## Publications

#### Policy search for learning robot control using sparse data

B. Bischoff, D. Nguyen-Tuong, D. van Hoof, A. McHutchon, Carl Edward Rasmussen, A. Knoll, M. P. Deisenroth, 2014. (In IEEE International Conference on Robotics and Automation). Hong Kong, China. IEEE. **DOI**: 10.1109/ICRA.2014.6907422.

Abstract▼ URL

In many complex robot applications, such as grasping and manipulation, it is difficult to program desired task solutions beforehand, as robots are within an uncertain and dynamic environment. In such cases, learning tasks from experience can be a useful alternative. To obtain a sound learning and generalization performance, machine learning, especially, reinforcement learning, usually requires sufficient data. However, in cases where only little data is available for learning, due to system constraints and practical issues, reinforcement learning can act suboptimally. In this paper, we investigate how model-based reinforcement learning, in particular the probabilistic inference for learning control method (PILCO), can be tailored to cope with the case of sparse data to speed up learning. The basic idea is to include further prior knowledge into the learning process. As PILCO is built on the probabilistic Gaussian processes framework, additional system knowledge can be incorporated by defining appropriate prior distributions, e.g. a linear mean Gaussian prior. The resulting PILCO formulation remains in closed form and analytically tractable. The proposed approach is evaluated in simulation as well as on a physical robot, the Festo Robotino XT. For the robot evaluation, we employ the approach for learning an object pick-up task. The results show that by including prior knowledge, policy learning can be sped up in presence of sparse data.

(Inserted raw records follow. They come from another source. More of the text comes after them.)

PR #352, opened 2023-08-31
refactor: client, config pkgs

avirtopeanu-ionos:
(This is part of an effort to split https://github.com/ionos-cloud/ionosctl/pull/295 into multiple PRs)

Refactors config pkg to introduce an intuitive API `Read (-> map[string]string)` and `Write(map[string]string)` to interact with the config file

Refactors the client pkg to have code that actually represents the layered approach of the CLI for authentication


services/dbaas-postgres/resources/client_test.go
avirtopeanu-ionos, line 1: Duplicated code, already tested in `pkg/config_test.go`

services/dbaas-postgres/resources/backup_test.go
avirtopeanu-ionos, line 1: Making a call to API with a foo variable (passing `test-resource` as UUID) and expecting any error will fail exactly NEVER and it makes no sense to test this. These tests will always pass. Hence all `services/*/resources/*_test.go` have been removed

internal/client/client.go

#### Nonlinear Modelling and Control using Gaussian Processes

Andrew McHutchon, 2014. University of Cambridge, Department of Engineering, Cambridge, UK.

Abstract▼ URL

In many scientific disciplines it is often required to make predictions about how a system will behave or to deduce the correct control values to elicit a particular desired response. Efficiently solving both of these tasks relies on the construction of a model capturing the system’s operation. In the most interesting situations, the model needs to capture strongly nonlinear effects and deal with the presence of uncertainty and noise. Building models for such systems purely based on a theoretical understanding of underlying physical principles can be infeasibly complex and require a large number of simplifying assumptions. An alternative is to use a data-driven approach, which builds a model directly from observations. A powerful and principled approach to doing this is to use a Gaussian Process (GP). In this thesis we start by discussing how GPs can be applied to data sets which have noise affecting their inputs. We present the “Noisy Input GP”, which uses a simple local-linearisation to refer the input noise into heteroscedastic output noise, and compare it to other methods both theoretically and empirically. We show that this technique leads to a effective model for nonlinear functions with input and output noise. We then consider the broad topic of GP state space models for application to dynamical systems. We discuss a very wide variety of approaches for using GPs in state space models, including introducing a new method based on moment-matching, which consistently gave the best performance. We analyse the methods in some detail including providing a systematic comparison between approximate-analytic and particle methods. To our knowledge such a comparison has not been provided before in this area. Finally, we investigate an automatic control learning framework, which uses Gaussian Processes to model a system for which we wish to design a controller. Controller design for complex systems is a difficult task and thus a framework which allows an automatic design directly from data promises to be extremely useful. We demonstrate that the previously published framework cannot cope with the presence of observation noise but that the introduction of a state space model dramatically improves its performance. This contribution, along with some other suggested improvements opens the door for this framework to be used in real-world applications.

#### Gaussian Process Training with Input Noise

Andrew McHutchon, Carl Edward Rasmussen, 2011. (In Advances in Neural Information Processing Systems 24). Edited by J. Shawe-Taylor, R.S. Zemel, P.L. Bartlett, F. Pereira, K.Q. Weinberger. Granada, Spain. Curran Associates, Inc..

Abstract▼ URL

In standard Gaussian Process regression input locations are assumed to be noise free. We present a simple yet effective GP model for training on input points corrupted by i.i.d. Gaussian noise. To make computations tractable we use a local linear expansion about each input point. This allows the input noise to be recast as output noise proportional to the squared gradient of the GP posterior mean. The input noise hyperparameters are trained alongside other hyperparameters by the usual method of maximisation of the marginal likelihood, and allow estimation of the noise levels on each input dimension. Training uses an iterative scheme, which alternates between optimising the hyperparameters and calculating the posterior gradient. Analytic predictive moments can then be found for Gaussian distributed test points. We compare our model to others over a range of different regression problems and show that it improves over current methods.